When using row level indexes there are two types Clustered and NonClustered both of which are there to make data easy to find and sort. Before we look at these index types lets go over a couple of things
- Both these indexes are stored as B-Trees
- Root node is the entry point to the index and each index contains exactly one.
- Leaf Nodes are the destination of the index, exactly what is stored here depends on if it’s a clustered or non clustered index. To get to a leaf node SQL Server starts at the root node and uses the B-Tree structure to find the relevant Leaf Nodes.
- Heap is a table without a clustered index
Nonclustered indexes work much like an index in a book, The index is stored separate to the actual rows and contains a pointer back to the data (Just like a page number). The leaf node in a nonclustered index contains the fields in the index, any included fields in the index and the key for either the clustered index on the table if there is no clustered index a RowId key to the heap.

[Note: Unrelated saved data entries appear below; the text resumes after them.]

PR #38924, opened 2026-08-31
feat: add llmman as an OpenAI-compatible provider

ericcurtin:
## Title
feat: add llmman as an OpenAI-compatible provider

## Relevant issues
N/A — new provider.

## Type
🆕 New Feature
✅ Test

## Changes

Adds [llmman](https://github.com/llmmanorg/llmman), a local model runner that serves an OpenAI-compatible API at `/v1` on port 17434 (alongside Ollama- and Anthropic-compatible ones).

```python
response = litellm.completion(model="llmman/qwen3.8", messages=[...])
response = litellm.completion(model="llmman/gemma4", messages=[...])
```

Those bare names are what llmman expands to Docker Hub references and fetches as [CNCF ModelPack](https://github.com/modelpack/model-spec) artifacts.

Modelled on the `llamafile` provider, which has the same shape — local, OpenAI-compatible, no API key required — so a placeholder key is returned for the OpenAI client, which expects a non-`None` value. `LLMMAN_API_BASE` and `LLMMAN_API_KEY` override the defaults.

Registered in: the three `constants.py` lists, the `LlmProviders` enum, the openai-compatible dispatch in `main.py`, `get_llm_provider` routing, and **both** the lazy-import map and its `LLM_CONFIG_NAMES` tuple. That last one is easy to miss — the config imports fine without it but `litellm.LlmmanChatConfig` stays unresolvable, which is how I caught it.

## Testing

Ran against an installed build, not just inspected:

```
$ pytest tests/test_litellm/llms/llmman/
15 passed

$ pytest tests/test_litellm/llms/llamafile/ tests/test_litellm/llms/lm_studio/
19 passed          # neighbouring providers, no regression
```

End-to-end resolution verified in a REPL:

```
defaults      : ('http://127.0.0.1:17434/v1', 'fake-api-key')
user override : ('http://box:9999/v1', 'k')
routing       : model=qwen3.8 provider=llmman api_base=http://127.0.0.1:17434/v1
in provider_list: True    in openai_compatible_providers: True
```

Not verified: no call against a live server, so the transformation is covered at the config/routing level only.

> AI-assisted, reviewed before submitting.


ericcurtin:
Reopening against `litellm_internal_staging` — this was targeting `main`, which made the diff show 29 unrelated commits. Also renaming the branch to `feature/` per the Conventional Branches requirement in CONTRIBUTING. Replaced by a clean single-commit PR.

One of the cons of a nonclustered index is if your query is looking at fields that are not in the index you have to do a lookup back to the data once you’ve found your item in the leaf node of the index.
Lets take a look at what this means and how it can affect performance…
If you want to follow along this query will setup a table with some seed data.
You’ll then have a user table with 655,000 records in it.
Given a username we want to get their first name
If we look at the query plan for this we can see it’s scanning all the rows in the table to look for one with a username of lukecage.
For our small table this is fine but imagine a larger table with millions of records where we are interested in more than a single one, in that case it’s not optimal to have to look at every record to check if the username matches your predicate.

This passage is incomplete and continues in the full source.